Published in final edited form as: Int J Neurosci. 2022 Jun 13;133(12):1374–1379. doi: 10.1080/00207454.2022.2080675

Dual-Stent Retriever Thrombectomy for Extensive Dural Sinus Thrombosis

Stefano H Byer 1,*, E John Madarang 2, Michael G Abraham 1,2
PMCID: PMC9744960  NIHMSID: NIHMS1839283  PMID: 35593753

Abstract

INTRODUCTION:

First line treatment for cerebral venous thrombosis (CVT) is systemic anticoagulation. In cases with symptoms of elevated ICP, endovascular thrombectomy (EVT) is pursued. We describe two cases in which dual stent-retrievers were used for EVT.

OBJECTIVES:

The use of dual stent-retrievers has been described in arterial stroke when clot is present in the M1 artery and both M2 branches as a rescue therapy after 1 stent-retriever failed to remove the clot.
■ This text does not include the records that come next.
PR #241, opened 2018-06-05
Convert to float64 before white top hat filter

ttung:
White top hat filter can generate negative values, and if it's an uint type, it will wrap around.  Raise the threshold for spot detection.

Depends on #242


ttung:
After more thought, I realized this is the wrong solution.  :(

We applied this same thinking to our EVT patients.

METHODS:

A 17-year-old female with imaging demonstrating occlusion of the superior sagittal sinus (SSS), dominant right transverse sinus (TS), right sigmoid sinus (SS), and upper right internal jugular vein (IJV). A 20-year-old female with an MRV noting CVT in the dominant lateral left TS, SS, and upper left IJV.

RESULTS:

Both were taken for EVT due to severity of symptoms. Two 6 mm x 40 mm stent-retrievers were deployed into the CVT and then remove with continuous aspiration with significant recanalization.

CONCLUSIONS:

The average diameter of the dural sinuses is 8 mm compared to the average size of the middle cerebral artery 3-4 mm. The largest available SR in the US is 6 mm, and the largest outer diameter of available aspiration catheters is 2-3 mm. Due to the larger size of the dural sinuses, using two SRs can result in more efficient recanalization and less radiation.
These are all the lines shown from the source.